Джина задержалась, вздохнула, собралась с силами, чтобы крикнуть, а когда услышала свой голос, ей показалось, что кричит она слишком громко:
— Эй, тетка Анджа, тяжело раненные твои?
Анджа оглянулась, поискала взглядом, кто ее звал, и не нашла.
— Кто меня зовет? Или послышалось?
— Это я, тетка Анджа, неужели не узнаешь?
Анджа увидела Джину и, с трудом узнав, улыбнулась.
— Ах, это ты, Джинка! Жива-здорова!
— Да, жива еле-еле, а здоровья нету…
— Есть, есть, будет и здоровье и веселье! Раз идешь, значит, все будет!
— Раны-то тяжелые? — снова спросила Джина.
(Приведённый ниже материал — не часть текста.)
PR #34, opened 2025-11-28
Improve useToolInfo

fredericbarthelet:
This PR aims at providing improvements to the `useToolInfo` hook.

This hook always returns the input to the tool that triggered the widget rendering, but output and response metadata are initially null.

Indeed, the widget rendering happens before the tool is even fired - this can be witnessed on tools that require human approval: the widget is rendering behind the approval modal.
In order to provide an easier to accommodate for this, `useToolInfo` hook now returns the following additional props:
- `status`, that can be `pending` (the initial state) and becomes `success` once output and/or metadata have been hydrated on window.openai
- `isPending` a convenient boolean indicating the status value is pending
- `isSuccess` a convenient boolean indicating the status value is success

In addition to those properties, `input`, `output` and `responseMetadata` types have been updated. The types of each of these property can now be narrow down using a generic. The generic accepts only a single type argument and is flexible to allow providing only a subset of those types.

_Full typing_
```ts
const { input, output, responseMetadata } = useToolInfo<{
  input: { name: string };
  output: { value: number };
  responseMetadata: { word: string; illustrationUrl: string };
}>();

typeof input; // { name: string }
typeof output; // { value: number }
typeof responseMetadata; // { word: string; illustrationUrl: string }
```

_Partial typing_
```ts
const { input, output, responseMetadata } = useToolInfo<{
  input: { name: string };
}>();

typeof input; // { name: string }
typeof output; // UnknownObject
typeof responseMetadata; // UnknownObject
```

The types also adapts depending on the status value

```ts
const { status, output } = useToolInfo<{
  output: { value: number };
}>();

if (status === "pending") {
  typeof output; // undefined
} else {
  typeof output; // { value: number }
}
```

### DIFF
--- a/src/web/hooks/use-tool-info.ts
+++ b/src/web/hooks/use-tool-info.ts
@@ -44,6 +44,7 @@ export function useToolInfo<
   }>
 >() {
   const [status, setStatus] = useState<"pending" | "success">("pending");
+  const input = useOpenAiGlobal("toolInput")!;
   const output = useOpenAiGlobal("toolOutput") ?? undefined;
   const responseMetadata = useOpenAiGlobal("toolResponseMetadata") ?? undefined;
 
@@ -56,7 +57,7 @@ export function useToolInfo<
   }, [output, responseMetadata]);
 
   return {
-    input: useOpenAiGlobal("toolInput")!,
+    input,
     status,
     isPending: status === "pending",
     isSuccess: status === "success",


src/web/hooks/use-tool-info.ts
```diff
@@ -1,9 +1,73 @@
...
+    );
+  }, [output, responseMetadata]);
 
-export function useToolInfo() {
   return {
-    output: useOpenAiGlobal("toolOutput"),
-    input: useOpenAiGlobal("toolInput"),
-    responseMetadata: useOpenAiGlobal("toolResponseMetadata"),
-  };
+    input: useOpenAiGlobal("toolInput")!,
```
harijoe: It may work well, but declaring a hook in the returned object feel very suspicious to me.

src/web/hooks/use-tool-info.ts
```diff
@@ -1,9 +1,73 @@
...
+>() {
+  const [status, setStatus] = useState<"pending" | "success">("pending");
+  const output = useOpenAiGlobal("toolOutput") ?? undefined;
+  const responseMetadata = useOpenAiGlobal("toolResponseMetadata") ?? undefined;
+
+  useEffect(() => {
+    setStatus(
+      output === undefined && responseMetadata === undefined
+        ? "pending"
+        : "success"
```
harijoe, line 55: I'm actually not a big fan of this.

The type of `useOpenAiGlobal("toolOutput")` already specifies that the result can but `ToolOutput | null`. I don't find necessary to add a layer making the null check and providing the response in a boolean. It's quite common in react to handle values that are initialized as null or undefined and then takes their values.

Maybe making a suspense version of useToolInfo instead would bring more value?

src/web/types.ts
```diff
@@ -50,7 +50,7 @@ export type OpenAiGlobals<
 
   // state
   toolInput: ToolInput;
-  toolOutput: ToolOutput | null;
+  toolOutput: ToolOutput | { text: string } | null;
```
harijoe, line 53: During my tests, toolOutput had the following signature :
```
{
    "result": {
        "meta": null,
        "content": [],
        "structuredContent": null,
        "isError": false
    },
    "error": null,
    "error_data": null,
    "error_code": null,
    "error_http_status_code": null,
    "error_http_headers": null,
    "internal": {
        "external_call_time_ms": 1657
    },
    "connector_id": "connector_69221a1deda48191951c194e55da6855",
    "connector_name": "local",
    "action_name": "upload",
    "is_sync": false
}
```

Is it really possible to get a `{ text: string }` ?

src/web/hooks/use-tool-info.test.ts
```diff
@@ -28,21 +27,51 @@ describe("useToolInfo", () => {
...
     });
-    expect(result.current.output).toEqual({
-      name: "pikachu",
-      color: "yellow",
-      description:
-        "When several of these POKéMON gather, their\felectricity could build and cause lightning storms.",
-    });
-    expect(result.current.responseMetadata).toEqual({
-      id: 12,
+    expect(result.current.status).toEqual("pending");
```
harijoe: Maybe use object comparison to make it more readable ?

src/web/types.ts
fredericbarthelet: In order of priority, `toolOutput` contains:
- the content of `structuredContent` property in the tool response body
- if there is no `structuredContent` property, the content of the first text item in `content` property in the tool response body (in the form of `{text: ...}`
- if `content` is an empty array, the internal response object used by OpenAI (the one you share in your comment) 

I assumed the last case is more a bug from OpenAI implementation that something that's going to stay, but I might me mistaken

src/web/hooks/use-tool-info.ts
fredericbarthelet: It was exactly this implementation before. Or are you refering to something else?

harijoe: Well, you're right! I'm challenging my own implementation 😅

src/web/hooks/use-tool-info.ts
fredericbarthelet: I'm using the `useQuery` from `react-query` as reference implementation here. But I'm happy to source inspiration from other external fetching or state library. Can you share one that would be better to get inspired from?

In addition, this implementation still allows you to only rely on toolOuput value and check if it is null before using it if you prefere to use it this way. Is there a downside adding this boolean here?

src/web/hooks/use-tool-info.test.ts
fredericbarthelet: :+1 will update

src/web/hooks/use-tool-info.ts
harijoe: No downside I think, we can merge it ✅

I just find the value quite thin compared to react query; When using react-query, the call's result can be undefined so we can't rely on checking it and thus a boolean `isPending` is useful. 
Our case is a bit different as ToolOuput can't be at the same time successful and undefined/null.

harijoe: Food for thought : I noticed that some calls (like sendFollowUpMessage) will not work properly if the tool call has not resolved yet. Sometimes it's misleading because we can render a widget and continue the conversation before the tool even responds. There may be an opportunity to improve devX there, I will keep experimenting about it with my advent calendar app.

src/web/hooks/use-tool-info.ts
fredericbarthelet: I moved it outside of the return statement anyway :)

src/web/hooks/use-tool-info.ts
fredericbarthelet: > Our case is a bit different as ToolOuput can't be at the same time successful and undefined/null.

True for toolOuput, but not for toolResponseMetadata. It can be undefined, and can therefore benefit from the boolean (it was the case in my calendar app ^^)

— Тяжелые! Раненому тяжко и в мягкой постели, в госпитале, где тебе и инструменты и лекарства всякие боль смягчают. Мучается раненый, моя Джинка, и когда все стараются облегчить страдания; когда врачи и санитары целый день суетятся вокруг него с бинтами да перевязками, чтоб было сухо да чисто, а я Мировича в грязной канаве подняла — и попробовал пойти было сам, да по дороге силы оставили…
— Это тот Мирович, что из Уганя?.. Он родня тебе?
— Сосед — самая ближняя родня. И он моих посреди дороги не бросил бы.
— А я подумала, это твой сын: сейчас каждый только о своем и печется!
— О сынах ничего не знаю, не легче им, чем другим, да и не должно быть легче!
— А второй кто? Что-то я не знаю его. И он из Уганя?
— И я не знаю. Сдается, далматинец.
— Почему думаешь?
— Помнится, вроде бы далматинцы просили прихватить его вместе с Мировичем. За рекой, внизу это было, сами измученные… Посадили его на коня и исчезли. Да что там, у них есть дела поважнее. А с этим и я справлюсь! Ну, счастливо! Эй, живее!.. Только бы эта злосчастная кляча перенесла их через перевал, а там полегче будет.
— И ты, дорогая тетка Анджа, думаешь, это последний перевал?
— Какой-нибудь наверняка будет последним — этот или другой.
— И думаешь, будет легче?
— Должно быть, а как же! Когда-нибудь ведь должно стать легче!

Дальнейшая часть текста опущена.